**What is being asked**
Pull every line of the entries that has the word "failed".

**Available records**
PR #1991, opened 2023-10-16
Prevent crash on failed pgf payment

grarco:
## Describe your changes

Fixes a bug for which the ledger crashed in case of a failed PGF payment.

Commit 3f979bf3b2707db4d065a4fae6e8c2340ae1d54b from `base` branch


Fraccaman:
should we also do the same for cpgf? or does it already have the same behavior?

grarco:
I think that the cPGF payment done in `finalize_block` is fine as it is. We are only propagating the error when crediting the tokens for the PGF account itself, which I think is fine since we can't really recover from that. For cpgf and stewards crediting we are instead already managing any possible errors

https://github.com/anoma/namada/blob/3f979bf3b2707db4d065a4fae6e8c2340ae1d54b/apps/src/lib/node/ledger/shell/finalize_block.rs#L839-L917

Fraccaman (approved):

**Exercise answer**
Prevent crash on failed pgf payment
Fixes a bug for which the ledger crashed in case of a failed PGF payment.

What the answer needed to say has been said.